[WHAT YOU ARE ASKED TO DO] Copy the listing below in full, exactly as given.

[DATASET CONTENT]

PR #229, opened 2020-05-06
feat(form/builder): field side margins as default variable

AgonisticKatai:
Due to the need for **UX**, we need to define different margins than those proposed for the default **FormBuilder**.
With this change we give the possibility to `overwrite this variable in the theme `of each vertical

### DIFF
--- a/components/form/builder/src/index.scss
+++ b/components/form/builder/src/index.scss
@@ -16,6 +16,7 @@ $bg-form-builder: transparent !default;
 $p-form-builder: 0 !default;
 $bdrs-form-builder: 0 !default;
 $fz-form-builder-label: $fz-base !default;
+$m-form-builder-field: $m-m !default;
 
 // TODO: Remove after SUI comp allows hidden accessible labels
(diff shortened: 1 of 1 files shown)


components/form/builder/src/index.scss
```diff
@@ -52,8 +53,8 @@ $fz-form-builder-label: $fz-base !default;
     box-sizing: border-box;
     flex-grow: 1;
     margin-bottom: $m-l;
```
andresin87, line 55: Might set a variable for the margin bottom too. Its name can collision with the proposed

AgonisticKatai: @arnau-rius & @andresin87 
You're right. I'll upload a new proposal.
How about $m-form-builder-field-side?

arnau-rius: Maybe you can tokenize the whole margin property: `margin: $m-form-builder-field` so there is no need to change the variable and we have all 4 margins tokenized.

PR #232, opened 2020-05-12
feat(react/hooks): add useDebounce hook

adriadoz:
**Add useDebounce hook to Adevinta Spain Components**

This hook allows you to debounce any fast changing value. The debounced value will only reflect the latest value when the useDebounce hook has not been called for the specified time period. When used in conjunction with useEffect, as we do in the recipe below, you can easily ensure that expensive operations like API calls are not executed too frequently. 

From: https://usehooks.com/useDebounce/


midudev:
Faltaría la documentación, añadirlo en el README.

PR #233, opened 2020-05-14
feat(form/builder): customize sui components via JS

arnau-rius:
#### Description
Add **children** prop, that should be a function (called renderer inside form builder) that receives two arguments: id and innerProps. 

If this function returns: 
- A `component` it will be rendered [instead](https://github.com/SUI-Components/adevinta-spain-components/pull/233/files#diff-5831da6776fc2aa1c60a4984599677d3R80) of the sui-component.
- A plain JS `object`, this object will be [passed as props of the sui-component](https://github.com/SUI-Components/adevinta-spain-components/pull/233/files#diff-5831da6776fc2aa1c60a4984599677d3R90).

Example:

```js
<FormBuilder
                  json={JSONBuilder}
                  onChange={fields => updateFields(fields)}
                  onBlur={onBlur}
                  errors={errors}
                >
                  {({id, innerProps}) => {
                    const props = {
                      color: {
                        size: 'large'
                      }
                    }
                    return props[id]
                  }}
</FormBuilder>
```
In this example the field with ID color will render the component defined in the JSON with size="large".

#### BREAKING CHANGE:
remove hardcoded values like size="long" inside some components.

#### MIGRATING GUIDE:
- If you are using a type="picker" with display="" (default) or display="dropdown" or display="autosuggest" the size of select sui component will no longer be large by default and you need to pass it as explained in the example. [Code removed](https://github.com/SUI-Components/adevinta-spain-components/pull/233/files#diff-4107bf78a3f3e980a181a6e1c7d4e5a1L86)
- If you are using a type="numeric" with display="money" the rightAddon will be empty by default and you will need to pass it as explained in the example [Code removed](https://github.com/SUI-Components/adevinta-spain-components/pull/233/files#diff-d1c5de68dcbc3d4a8180c327352aebf7L17)
- If you are using a type="text" with display="multiline" the size will be empty by default and you will need to pass it as explained in the example [Code removed](https://github.com/SUI-Components/adevinta-spain-components/pull/233/files#diff-2ae6c39f35e097c4a5db5e7f4bb944cdL79)

### DIFF
--- a/components/form/builder/src/ProxyField/index.js
+++ b/components/form/builder/src/ProxyField/index.js
@@ -1,5 +1,3 @@
-import React from 'react'
-
 import PropTypes from 'prop-types'
 import {field} from '../prop-types'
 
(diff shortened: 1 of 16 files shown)


components/form/builder/src/ProxyField/index.js
```diff
@@ -18,32 +16,71 @@ const ProxyField = ({
...
+      })
       break
 
     default:
-      Field = (
-        <p>
-          Unknown Field type <span>{field.type}</span>
-        </p>
-      )
+      Field = renderer({
```
carlosvillu, line 73: Maybe we can put the `Unknown` message if the renderer function returns a plain object. Because we don't know what to do with that information.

[SOLUTION TO THIS TASK]
PR #229, opened 2020-05-06
feat(form/builder): field side margins as default variable

AgonisticKatai:
Due to the need for **UX**, we need to define different margins than those proposed for the default **FormBuilder**.
With this change we give the possibility to `overwrite this variable in the theme `of each vertical

### DIFF
--- a/components/form/builder/src/index.scss
+++ b/components/form/builder/src/index.scss
@@ -16,6 +16,7 @@ $bg-form-builder: transparent !default;
 $p-form-builder: 0 !default;
 $bdrs-form-builder: 0 !default;
 $fz-form-builder-label: $fz-base !default;
+$m-form-builder-field: $m-m !default;
 
 // TODO: Remove after SUI comp allows hidden accessible labels
(diff shortened: 1 of 1 files shown)


components/form/builder/src/index.scss
```diff
@@ -52,8 +53,8 @@ $fz-form-builder-label: $fz-base !default;
     box-sizing: border-box;
     flex-grow: 1;
     margin-bottom: $m-l;
```
andresin87, line 55: Might set a variable for the margin bottom too. Its name can collision with the proposed

AgonisticKatai: @arnau-rius & @andresin87 
You're right. I'll upload a new proposal.
How about $m-form-builder-field-side?

arnau-rius: Maybe you can tokenize the whole margin property: `margin: $m-form-builder-field` so there is no need to change the variable and we have all 4 margins tokenized.

PR #232, opened 2020-05-12
feat(react/hooks): add useDebounce hook

adriadoz:
**Add useDebounce hook to Adevinta Spain Components**

This hook allows you to debounce any fast changing value. The debounced value will only reflect the latest value when the useDebounce hook has not been called for the specified time period. When used in conjunction with useEffect, as we do in the recipe below, you can easily ensure that expensive operations like API calls are not executed too frequently. 

From: https://usehooks.com/useDebounce/


midudev:
Faltaría la documentación, añadirlo en el README.

PR #233, opened 2020-05-14
feat(form/builder): customize sui components via JS

arnau-rius:
#### Description
Add **children** prop, that should be a function (called renderer inside form builder) that receives two arguments: id and innerProps. 

If this function returns: 
- A `component` it will be rendered [instead](https://github.com/SUI-Components/adevinta-spain-components/pull/233/files#diff-5831da6776fc2aa1c60a4984599677d3R80) of the sui-component.
- A plain JS `object`, this object will be [passed as props of the sui-component](https://github.com/SUI-Components/adevinta-spain-components/pull/233/files#diff-5831da6776fc2aa1c60a4984599677d3R90).

Example:

```js
<FormBuilder
                  json={JSONBuilder}
                  onChange={fields => updateFields(fields)}
                  onBlur={onBlur}
                  errors={errors}
                >
                  {({id, innerProps}) => {
                    const props = {
                      color: {
                        size: 'large'
                      }
                    }
                    return props[id]
                  }}
</FormBuilder>
```
In this example the field with ID color will render the component defined in the JSON with size="large".

#### BREAKING CHANGE:
remove hardcoded values like size="long" inside some components.

#### MIGRATING GUIDE:
- If you are using a type="picker" with display="" (default) or display="dropdown" or display="autosuggest" the size of select sui component will no longer be large by default and you need to pass it as explained in the example. [Code removed](https://github.com/SUI-Components/adevinta-spain-components/pull/233/files#diff-4107bf78a3f3e980a181a6e1c7d4e5a1L86)
- If you are using a type="numeric" with display="money" the rightAddon will be empty by default and you will need to pass it as explained in the example [Code removed](https://github.com/SUI-Components/adevinta-spain-components/pull/233/files#diff-d1c5de68dcbc3d4a8180c327352aebf7L17)
- If you are using a type="text" with display="multiline" the size will be empty by default and you will need to pass it as explained in the example [Code removed](https://github.com/SUI-Components/adevinta-spain-components/pull/233/files#diff-2ae6c39f35e097c4a5db5e7f4bb944cdL79)

### DIFF
--- a/components/form/builder/src/ProxyField/index.js
+++ b/components/form/builder/src/ProxyField/index.js
@@ -1,5 +1,3 @@
-import React from 'react'
-
 import PropTypes from 'prop-types'
 import {field} from '../prop-types'
 
(diff shortened: 1 of 16 files shown)


components/form/builder/src/ProxyField/index.js
```diff
@@ -18,32 +16,71 @@ const ProxyField = ({
...
+      })
       break
 
     default:
-      Field = (
-        <p>
-          Unknown Field type <span>{field.type}</span>
-        </p>
-      )
+      Field = renderer({
```
carlosvillu, line 73: Maybe we can put the `Unknown` message if the renderer function returns a plain object. Because we don't know what to do with that information.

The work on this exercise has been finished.